I tried it on a few scratches and non-rusted bare areas of my frame, and it looks ok.

And the good news is that for the 1/4 ounce bottle (testors high gloss enamel), the guy let me have it for $1. I am in cheapskate heaven!!

Now I have to find an inexpensive 1/4 ounce bottle of etching primer and naval jelly for the rust spots....any ideas?

Doug

RobbieTunes
07-21-08, 10:45 PM
...

Now I have to find an inexpensive 1/4 ounce bottle of etching primer and naval jelly for the rust spots....any ideas?

Doug
Go to an auto body paint supplier and ask if he has a sample of etching primer.

Wal-Mart has a rust remover, cheapo, in a white bottle. It works well with a Q-tip or toothbrush. Follow the directions. And remember all this is so much easier with a frame free of other parts.

If I use nail polish to touch up, I smooth it out and then mask off the section well and shoot some hobby clear acrylic over it, very little.

I've had good luck with Testor's, and also Duplicolor automotive touch-up paint (also at Wal-Mart and lots of other places). Burgundys, silver metallics, black and some whites, in particular. Good applicator makes me look more dextrous than I am.

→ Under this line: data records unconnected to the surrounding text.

Issue #211, opened 2020-02-10
array:sort does not sort array with sequence members properly


mehmetscoskun:
array:sort([(1,0), (1,1), (0,1), (0,0)]) should return [(0,0), (0,1), (1,0), (1,1)] but does not.

DrRataplan:
Ay, too bad. Could you tell us what it does return and how you are running the XPath?

In the playground, I'm getting this: https://xpath.playground.fontoxml.com/?mode=0&variables=%7B%7D&xml=%3Cxml%2F%3E&xpath=array%3Asort%28%5B%281%2C0%29%2C+%281%2C1%29%2C+%280%2C1%29%2C+%280%2C0%29%5D%29+%3D%3E+array%3Afor-each%28string-join%28%3F%2C+%27%2C%27%29+%29&context=

in: `array:sort([(1,0), (1,1), (0,1), (0,0)]) => array:for-each(string-join(?, ',') )`
out: 
```
Array with 4 items:
"0,0"
"0,1"
"1,1"
"1,0"
```

mehmetscoskun:
`array:flatten(array:sort([(1,0), (1,1), (0,1), (0,0)]))` is also an option to log it.

PR #270, opened 2020-09-21
 Reimplement array-sort

Abbasi-Waqas:
#211 Reimplemented array-sort based on the [w3 specs](https://www.w3.org/TR/xpath-functions-31/#func-sort)

- Modified ts-lint to include ordered imports


DrRataplan:
Seems like there is one test failing for some reason:

```
AssertionError: Expected XPath function-lookup(fn:QName('http://www.w3.org/2005/xpath-functions/array', 'sort'), 1)(["Red", "green", "blUE", "PINK", "ORanGE"]) to (deep equally) resolve to ["ORanGE", "PINK", "Red", "blUE", "green"]:
expected false to be true
```

Could you take a look at that?

src/expressions/functions/builtInFunctions_arrays.ts
```diff
@@ -393,27 +394,95 @@ const arrayForEachPair: FunctionDefinitionType = (
...
 
+const isString = (type: string): boolean => {
+	return (
+		isSubtypeOf(type, 'xs:string') ||
+		isSubtypeOf(type, 'xs:anyURI') ||
+		isSubtypeOf(type, 'xs:untypedAtomic')
+	);
+};
+
+const stringCompare = (arg1: string, arg2: string) => {
```
DrRataplan, line 405: I think this is unused, not?

DrRataplan (changes requested):

src/expressions/functions/builtInFunctions_arrays.ts
```diff
@@ -393,26 +404,123 @@ const arrayForEachPair: FunctionDefinitionType = (
...
+		).next(IterationHint.NONE).value
+	) {
+		return deepLessThan(
+			dynamicContext,
+			executionParameters,
+			staticContext,
+			valuesA.slice(1),
+			valuesB.slice(1)
+		);
+	} else if (valuesA[0].value !== valuesA[0].value) {
```
mehmetscoskun, line 441: this is always false, right?

mehmetscoskun (commented):
The actual  issue was:
array:sort([(1,0), (1,1), (0,1), (0,0)]) should return [(0,0), (0,1), (1,0), (1,1)] but does not.
If this is not covered by the qt3 tests, can you add this test as unittest.

src/expressions/functions/builtInFunctions_arrays.ts
Abbasi-Waqas: @mehmetscoskun This is a check to see if a value is NaN. Since Nan !== Nan, when valueA is Nan, it returns true (based on w3specs)
`else if ($A[1] ne $A[1] (:that is, $A[1] is NaN:)) 
     then fn:true()`

Abbasi-Waqas: I believe that test-case is already covered by the qt3tests.

DrRataplan (approved):

mehmetscoskun (approved):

And sometimes, like A. Winthrop and JunkYardBike have told me, sometimes, you let it ride and ride it.

Grand Bois
07-21-08, 11:22 PM
For anybody that has a white Peugeot, Duplicolor white wheel paint is a close match. It's acrylic enamel, not lacquer like their touch up paints. That means it's more durable. The stays, seat cluster, fork and part of the head tube on my PA10 have been repainted and nobody spots it. I use white rubbing compound after the paint cures for a few days to even out the gloss.

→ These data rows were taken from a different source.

PR #276, opened 2023-07-03
Increase the verbose for cleanup_k8s

ilausuch:
https://progress.opensuse.org/issues/131522

### DIFF
--- a/cleanup_k8s.py
+++ b/cleanup_k8s.py
@@ -1,13 +1,19 @@
+import os
 import logging
 from ocw.lib.gke import GKE
 from ocw.lib.eks import EKS
 from ocw.lib.aks import AKS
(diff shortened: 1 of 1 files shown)


ricardobranco777 (approved):
LGTM

cleanup_k8s.py
```diff
@@ -8,6 +8,7 @@
 
 def main():
     logger = logging.getLogger(__name__)
+    logging.basicConfig(level=logging.INFO)
```
asmorodskyi, line 11: https://github.com/SUSE/pcw/blob/master/webui/settings.py#L145

please use same approach

ilausuch: done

http://inlinethumb06.webshots.com/26437/2174763510068014369S600x600Q85.jpg (http://rides.webshots.com/photo/2174763510068014369XemxYI)

datlas
07-22-08, 06:36 AM
Thanks again for the tips....if I use cheapo or an etching primer, can I skip the naval jelly step???

Stacey
07-22-08, 06:46 AM
Why are you hung up on Naval Jelly? Naval Jelly is a chemical rust remover which should be neutralized prior to finishing. If you are able to remove the rust via mechanical means (sandpaper, etc.) the Naval Jelly now has nothing to do. Just curious, not berating. :)

datlas
07-22-08, 08:29 AM
Why are you hung up on Naval Jelly? Naval Jelly is a chemical rust remover which should be neutralized prior to finishing. If you are able to remove the rust via mechanical means (sandpaper, etc.) the Naval Jelly now has nothing to do. Just curious, not berating. :)

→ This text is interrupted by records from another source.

PR #277, opened 2023-07-03
Minor fixes

ricardobranco777:
Minor fixes:
- Use pylint on more files and fix issues that appeared.
- Avoid `dangerous-default-value`.
- Avoid `re` where unneeded.

### DIFF
--- a/pylintrc
+++ b/pylintrc
@@ -6,7 +6,6 @@ disable=
  C0206, # Consider iterating with .items()
  C0415, # Import outside toplevel
  E1101, # no-member
- R0904, # Too many public methods
  R1702, # Too many nested blocks
  W0237, # arguments-renamed
  W0603, # Using the global statement
--- a/tests/kubernetes.py
+++ b/tests/kubernetes.py
@@ -7,7 +7,9 @@ class MockedKubernetesConfig():
 
 
 class MockedKubernetesClient():
-    def __init__(self, jobs=[]):
+    def __init__(self, jobs=None):
+        if jobs is None:
+            jobs = []
         self.jobs = jobs
         self.deleted_jobs = []
 
--- a/webui/PCWConfig.py
+++ b/webui/PCWConfig.py
@@ -44,7 +44,9 @@ class ConfigFile:
                 return default
         return config_pointer
 
-    def getList(self, config_path: str, default: list = []) -> list:
+    def getList(self, config_path: str, default: list = None) -> list:
+        if default is None:
+            default = []
         return [i.strip() for i in self.get(config_path, ','.join(default)).split(',')]
 
 
@@ -83,7 +85,7 @@ class PCWConfig():
     def get_namespaces_for(feature: str) -> list:
         if PCWConfig.has(feature):
             return ConfigFile().getList(f'{feature}/namespaces', ConfigFile().getList('default/namespaces'))
-        return list()
+        return []
 
     @staticmethod
     def get_providers_for(feature: str, namespace: str):
@@ -114,7 +116,7 @@ class PCWConfig():
     @staticmethod
     def getBoolean(config_path: str, namespace: str = None, default=False) -> bool:
         if namespace:
-            (feature, property) = config_path.split('/')
+            feature, property = config_path.split('/')
             setting = f'{feature}.namespace.{namespace}/{property}'
             if PCWConfig.has(setting):
                 value = ConfigFile().get(setting)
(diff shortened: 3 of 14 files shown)


webui/PCWConfig.py
```diff
@@ -83,7 +85,7 @@ def get_feature_property(feature: str, property: str, namespace: str = None):
     def get_namespaces_for(feature: str) -> list:
         if PCWConfig.has(feature):
             return ConfigFile().getList(f'{feature}/namespaces', ConfigFile().getList('default/namespaces'))
-        return list()
+        return []
```
asmorodskyi, line 88: I remember that I was corrected by some linter to actually use `list()` :thinking:

pylintrc
```diff
@@ -7,7 +7,9 @@ disable=
  C0415, # Import outside toplevel
  E1101, # no-member
  R0904, # Too many public methods
+ R0903, # Too few public methods
```
asmorodskyi, line 10: which class produces this ? does it make sense to block it on global level ? maybe we will put this into certain class ?

pylintrc
```diff
@@ -7,7 +7,9 @@ disable=
...
  R1702, # Too many nested blocks
+ R0901, # Too many ancestors
```
asmorodskyi, line 12: is it about Provider  ? maybe we should just put ignorance there ?

pylintrc
ricardobranco777: In this case I prefer to put it here since we already have its complement (Too many public methods) above.  Also, both are what I consider "stupid" warnings by Pylint since it's common to create classes with too many and too few public methods.

pylintrc
ricardobranco777: > is it about Provider ? maybe we should just put ignorance there ?

FilteredSingleTableView in ocw/views.py

pylintrc
asmorodskyi: 1. R0904 is here because when I was introducing pylint pipeline I have too many things to do so I needed to accept certain warnings to be able to merge whole idea . So as all other items R0904 is candidate to removal together with fix of the code which causing this error. 
2.  I can not agree that R0903 and R0904 are stupid . R0903 signaling you - "maybe your class can be replaced by dictionary ? "  and R0904 signaling you - "maybe you class will looks better as 2 separate classes ? ". Of course both questions may be ignored in some certain cases but I think blocking linter ability to ask them globally does not sounds good

webui/PCWConfig.py
asmorodskyi: you just resolved w/o putting answer :)

ricardobranco777: > you just resolved w/o putting answer :)

I think in this case we have to agree with the linter, even if it contradicts a former version of itself. :)

asmorodskyi: ah ok I get the point now . yeah "Rule 1: Linter always right Rule 2: when linter not right see Rule 1" :D

pylintrc
ricardobranco777: > 2. I can not agree that R0903 and R0904 are stupid . R0903 signaling you - "maybe your class can be replaced by dictionary ? "  and R0904 signaling you - "maybe you class will looks better as 2 separate classes ? ". Of course both questions may be ignored in some certain cases but I think blocking linter ability to ask them globally does not sounds good

The issue with Django is that subclassing with few methods is unavoidable, so I'm ignoring them at the class level now.

Removed both from pylintrc.  EC2 will need a refactor to decrease the number of methods from 23 to <= 20 but it's outside the scope of this PR.

grisu48 (approved):

tests/kubernetes.py
```diff
@@ -7,7 +7,9 @@ def load_kube_config(self, *args, **kwargs):
 
 
 class MockedKubernetesClient():
-    def __init__(self, jobs=[]):
+    def __init__(self, jobs=None):
```
asmorodskyi, line 10: it is basically the same but more lines of code. What is benefit ?

ricardobranco777: > it is basically the same but more lines of code. What is benefit ?

Using mutable objects such as lists and dicts for default values in function definition is dangerous and could have side-effects.  It's common Python gotcha as documented [here](https://docs.python-guide.org/writing/gotchas/#mutable-default-arguments).  Consider the following code:

```
def f(array=[]):
    array.append(1)
    return array

def f2(array=None):
    if array is None:
        array = []
    array.append(1)
    return array

print(f())
print(f())

print(f2())
print(f2())
```

It prints:
```
[1]
[1, 1]
[1]
[1]
```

Stacey, the reason for the hangup is that I have a rust spot on my down tube (from brake trauma/handlebar turned too far) and several months ago, I sanded it down to bare/shiny metal....and then painted it....and after a few months the rust returned under the paint. Now I did not use primer, just paint....but still I am concerned about the rust recurring, and the suggestion I have heard is to use naval jelly....but I am open to trying with just primer and paint, if you think that would work for my purposes.

Doug

Stacey
07-22-08, 08:53 AM
I'm assuming you didn't wipe the area down with spirits before painting either?

I'm not a painter, but I stayed in a Holiday Inn. :) Either way, chemical or mechanical the rust has to come off, the metal cleaned and preferably etched and primed (See self etching primer above) then painted in a low humidity environment with a compressor and paint gun. A quick scuff with sand paper, a dusting and a shot w/ a rattle can just won't do it.